Horn Lucas A, Lind Hanne, Fousek Kristen, Qin Haiyan, Rajabian Nika, Angstadt Shantel, Hsiao-Sanchez Nicole, Medina-Enriquez Miriam M, Kelly Marcus D, Allen Clint T, Hammoudeh Sarah M, Weigert Roberto, Maeda Dean Y, Zebala John A, Palena Claudia
Center for Immuno-Oncology, Center for Cancer Research, National Cancer Institute, National Institutes of Health, Bethesda, MD, USA.
Surgical Oncology Program, Center for Cancer Research, National Cancer Institute, National Institutes of Health, Bethesda, MD, USA.
J Exp Clin Cancer Res. 2024 Dec 5;43(1):318. doi: 10.1186/s13046-024-03240-3.
Relapsed head and neck squamous cell carcinoma (HNSCC) unrelated to HPV infection carries a poor prognosis. Novel approaches are needed to improve the clinical outcome and prolong survival in this patient population which has poor long-term responses to immune checkpoint blockade. This study evaluated the chemokine receptors CXCR1 and CXCR2 as potential novel targets for the treatment of HPV-negative HNSCC.
Expression of IL-8, CXCR1, and CXCR2 was investigated in HNSCC tissues and human cell line models. Inhibition of CXCR1/2 with the clinical stage, small molecule inhibitor, SX-682, was evaluated in vitro and in vivo using human xenografts and murine models of HNSCC, both as a monotherapy and in combination with the taxane chemotherapy, docetaxel.
High levels of IL-8, CXCR1, and CXCR2 expression were observed in HPV-negative compared to HPV-positive HNSCC tumors or cell lines. Treatment of HPV-negative HNSCC cell lines in vitro with SX-682 sensitized the tumor cells to the cytotoxic activity of docetaxel. In vivo, treatment of HNSCC xenograft models with the combination of SX-682 plus docetaxel led to strong anti-tumor control resulting in tumor cures. This phenomenon was associated with an increase of microRNA-200c and a decreased expression of its target, tubulin beta-3, a protein involved in resistance to microtubule-targeting chemotherapies. In vivo treatment of a murine syngeneic model of HNSCC with SX-682 plus docetaxel led to potent anti-tumor efficacy through a simultaneous decrease in suppressive CXCR2 polymorphonuclear, myeloid-derived suppressor cells and an increase in cytotoxic CD8 T cells in the combination therapy treated tumors compared to controls.

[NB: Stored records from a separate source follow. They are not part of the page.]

PR #913, opened 2018-01-25
[MRG] Fix numpy 1.14 compatibility issues

mstimberg:
This PR fixes three issues, the first two directly about the [recent numpy 1.14 release](https://github.com/numpy/numpy/releases/tag/v1.14.0) (~3 weeks ago) and the last a bit more general:
* Our use of `np.issubdtype` raised warnings because of a potential future incompatibility (if I understood correctly that incompatibility does not concern us, but the warning was annoying either way): 
* numpy's print output improved (less unnecessary spaces, etc.), but this of course makes almost all of our doctests fail. For the doctests, I therefore enabled the "legacy mode". Note that the tests only work correctly when run with `brian2.test()` or with one of our scripts, running something like `nosetests --with-doctests brian2` manually will fail (with numpy 1.14).
* Switching between numpy versions (as I did for testing these changes) can lead to runtime or link errors when weave/Cython reuse code compiled against a different numpy version. I now embed the ABI version directly in the code comment where we also put compiler options etc. (for weave), respectively consider the ABI version part of the key that we use for hashing (Cython). Unfortunately, I did not find an elegant way to ask for this ABI version from Python, so I directly read it out from numpy's header file... If this is too hacky, an alternative would be to embed the full numpy version, even though it would mean to recompile everything (e.g. for tests) after each minor numpy update.

### DIFF
--- a/appveyor.yml
+++ b/appveyor.yml
@@ -101,7 +101,9 @@ install:
   - 'python -c "import struct; print(struct.calcsize(''P'') * 8)"'
 
   # Install the build dependencies of the project via conda
-  - 'appveyor-retry conda install --yes --quiet numpy nose "sphinx<1.6.3" "sympy!=1.1.0" pyparsing jinja2 ipython setuptools cython'
+  - 'appveyor-retry conda install --yes --quiet numpy nose "sphinx<1.6.3" "sympy!=1.1.0" pyparsing jinja2 ipython setuptools cython "conda==4.3.21"'
+  # Pin conda version
+  - 'echo conda ==4.3.21 >> %PYTHON%\conda-meta\pinned'
   # Install an older version of scipy (which still has weave) on Python 2
   - 'if "%PYTHON_VERSION:~0,1%" == "2" appveyor-retry conda install --yes --quiet -c brian-team weave scipy'
   - 'if "%PYTHON_VERSION:~0,1%" == "3" appveyor-retry conda install --yes --quiet scipy'
--- a/brian2/codegen/generators/base.py
+++ b/brian2/codegen/generators/base.py
@@ -20,24 +20,6 @@ __all__ = ['CodeGenerator']
 logger = get_logger(__name__)
 
 
-def get_numpy_ABI_version():
-    # I don't see a way to get numpy's ABI version from Python,
-    # so we look it up in the numpy header file that we are using
-    # later...
-    header_name = os.path.join(numpy.get_include(), 'numpy', '_numpyconfig.h')
-    if os.path.exists(header_name):
-        with open(header_name, 'r') as f:
-            for line in f.readlines():
-                if line.startswith('#define NPY_ABI_VERSION'):
-                    elements = line.split(' ')
-                    if len(elements) == 3 and elements[2].startswith('0x'):
-                        return elements[2]
-
-    # Something went wrong, we don't want to raise an error because
-    # it might be that we'll never actually use this information
-    return 'Unknown'
-
-
 class CodeGenerator(object):
     '''
     Base class for all languages.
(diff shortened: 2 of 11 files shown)


thesamovar:
The print output thing is kind of annoying, but as long as everything works on our own test suite I think it's fine.

I would have no objection to including full numpy version rather than ABI if that seems safer. To be honest, I think people update their numpy fairly infrequently so this is only a minor inconvenience. Does ABI only ever bump on point updates (i.e. x.y not x.y.z)? If so, we could just use the first two numbers from the version string?

mstimberg:
> The print output thing is kind of annoying, but as long as everything works on our own test suite I think it's fine.

I think they handled it as well as they possibly could have, giving us a single global option. We could also globally activate this in Brian itself, but it would be a bit weird if users would get "old-style" output from numpy whenever they use Brian... I think we can potentially do something to switch it on automatically regardless of the way the tests are called, but I'd leave this at least until we switched to pytests.

> I would have no objection to including full numpy version rather than ABI if that seems safer. To be honest, I think people update their numpy fairly infrequently so this is only a minor inconvenience. Does ABI only ever bump on point updates (i.e. x.y not x.y.z)? If so, we could just use the first two numbers from the version string?

Actually now that I looked into it in a bit more detail, I realized that my understanding of this was too basic. It turns out that the ABI version did not change since version 1.5 or so, so embedding it into the code does not actually help that much against the errors I was seeing! I think the problem is that it is fine do use an old extension (or weave code, etc.) that has been compiled with an *older* version of numpy (except if the ABI version changed, but it did not do so for many years), but this does not necessarily means that it is fine to use an extension that has been compiled against a *newer* version of numpy with an older version. So, using the ABI version is not actually good enough for us (updates are of course much more common than downgrades, but if you switch between environments, you may well switch to an older numpy version). So there's the C API version, but this mostly correponds to the x.y release scheme, as you said (1.11 and 1.12 did not bump the API version). Given all that, I think just including numpy's version is actually the best, I don't mind that much whether it is x.y or the full x.y.z version -- after all it is a cache, nothing bad happens if we compile unnecessarily (except for filling up the cache directory, I think at some point we need to establish a mechanism to clear old files...). Maybe let's go for the x.y version as a good compromise?

But all that also made another thing clearer to me (no need to deal with it in this PR): we are currently building one conda brian2 package for every numpy version, establishing an unnecessarily strict link between brian2 and numpy. We could instead build our packages for the oldest supported numpy version, it should work fine with later versions (as long as they stay ABI compatible). But then the fact that our conda package does not work with numpy 1.14 also means that users did not run into the problems fixed with this PR...

thesamovar:
Agree on printing and doctests.

Also happy with using x.y for the moment. I'd say investigate whether a simpler build strategy would work for the future, but let's make that a separate issue and PR?

I also agree that a way to limit cache size would be great, but as far as I can tell there's no way to do that with Weave. For Cython, we've written our own cache so we could have control over this. Maybe open another issues for these points?

mstimberg:
> Also happy with using x.y for the moment.

Ok, I updated the PR.

> I'd say investigate whether a simpler build strategy would work for the future, but let's make that a separate issue and PR?

Agreed.

> I also agree that a way to limit cache size would be great, but as far as I can tell there's no way to do that with Weave. For Cython, we've written our own cache so we could have control over this. Maybe open another issues for these points?

I will -- I think we don't need to care that much about weave, looking at our anaconda download stats it seems that finally more users are using Python 3 instead of Python 2 (especially under Linux). Which reminds me that we should make our code Python3-compatible without the 2to3 crutch...

thesamovar:
Indeed I wonder if we should go Python 3 only when numpy Python 2 support ends?

Will review this early next week. Currently writing a lecture on compilers. :(

mstimberg:
> Indeed I wonder if we should go Python 3 only when numpy Python 2 support ends?

Possibly. I think the most important thing for the near future is that we switch our development model to "Python 3"-first. Then, we I don't think there's any harm in continuing to support Python 2 until we actually have a reasonable use case that does not work in Python 2 anymore  (i.e. not just convenience, but something like the type annotations) .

This study reports, for the first time, mechanistic findings through which the combination of CXCR1/2 inhibition and docetaxel chemotherapy exhibits synergy in models of HPV-negative HNSCC. These findings provide rationale for the use of this novel combination approach to treat HPV-negative HNSCC patients and for future combination studies of CXCR1/2 inhibition, docetaxel, and immune-based therapies.
与HPV感染无关的复发性头颈部鳞状细胞癌(HNSCC)预后较差。对于免疫检查点阻断长期反应不佳的这一患者群体,需要新的方法来改善临床结局并延长生存期。本研究评估趋化因子受体CXCR1和CXCR2作为治疗HPV阴性HNSCC的潜在新靶点。
在HNSCC组织和人细胞系模型中研究IL-8、CXCR1和CXCR2的表达。使用小分子抑制剂SX-682抑制CXCR1/2,在体外和体内用人源异种移植物和HNSCC小鼠模型进行评估,既作为单一疗法,也与紫杉烷类化疗药物多西他赛联合使用。
与HPV阳性HNSCC肿瘤或细胞系相比,在HPV阴性肿瘤中观察到高水平的IL-8、CXCR1和CXCR2表达。体外使用SX-682处理HPV阴性HNSCC细胞系可使肿瘤细胞对多西他赛的细胞毒性活性敏感。在体内,用SX-682加多西他赛联合治疗HNSCC异种移植模型导致强大的抗肿瘤控制,实现肿瘤治愈。这种现象与微小RNA-200c增加及其靶标微管蛋白β-3表达降低有关,微管蛋白β-3是一种参与对微管靶向化疗耐药的蛋白质。与对照组相比,在HNSCC小鼠同基因模型中用SX-682加多西他赛进行体内治疗,通过联合治疗组肿瘤中抑制性CXCR2多形核髓源性抑制细胞同时减少和细胞毒性CD8 T细胞增加,产生强大的抗肿瘤疗效。
本研究首次报告了在HPV阴性HNSCC模型中CXCR1/2抑制与多西他赛化疗联合表现出协同作用的机制性发现。这些发现为使用这种新型联合方法治疗HPV阴性HNSCC患者以及未来CXCR1/2抑制、多西他赛和基于免疫的疗法的联合研究提供了理论依据。